Author: Kamila Shamsie
Publisher:
Riverhead
Goodreads | The StoryGraph

Click above to buy this book from my Bookshop.org shop, which supports independent bookstores (not Amazon). You can also find it via your favorite indie bookstore here.

Note: Trigger warnings are provided for those who need them at the bottom of this page. If you don’t need them and don’t want to risk spoilers, don’t scroll past the full review.


Cover Description

The suspenseful and heartbreaking story of an immigrant family driven to pit love against loyalty, with devastating consequences

Isma is free. After years of watching out for her younger siblings in the wake of their mother's death, she's accepted an invitation from a mentor in America that allows her to resume a dream long deferred. But she can't stop worrying about Aneeka, her beautiful, headstrong sister back in London, or their brother, Parvaiz, who's disappeared in pursuit of his own dream, to prove himself to the dark legacy of the jihadist father he never knew. When he resurfaces half a globe away, Isma's worst fears are confirmed.
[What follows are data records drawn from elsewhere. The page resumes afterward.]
PR #5123, opened 2021-04-20
Update gitlocalize link

devnook:


robdodson (approved):

robdodson:
@devnook I think the PR needs a quick rebase but it should be good to go after that.

PR #5124, opened 2021-04-20
build(staging): add staging environment

MichaelSolati:


src/site/content/en/learn/css/css.11tydata.js
```diff
@@ -7,7 +7,10 @@ module.exports = function () {
     projectKey: 'css',
     eleventyComputed: {
       permalink: (data) => {
-        if (process.env.ELEVENTY_ENV === 'prod') {
+        if (
+          process.env.ELEVENTY_ENV === 'prod' ||
+          process.env.ELEVENTY_ENV === 'staging'
```
robdodson, line 12: We only want to hide these on prod. They should be allowed for staging

src/site/_filters/strip-query-params-dev.js
```diff
@@ -15,9 +15,10 @@
  */
```
robdodson, line 15: Is this filter actually used?

robdodson (approved):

Then Eamonn enters the sisters' lives. Son of a powerful political figure, he has his own birthright to live up to — or defy. Is he to be a chance at love? The means of Parvaiz's salvation? Suddenly, two families' fates are inextricably, devastatingly entwined, in this searing novel that asks: What sacrifices will we make in the name of love?


TL;DR Review

Home Fire is a quick but hard-hitting read about xenophobia. It’s a raw, emotional, expertly crafted novel that asks readers to examine their own morality.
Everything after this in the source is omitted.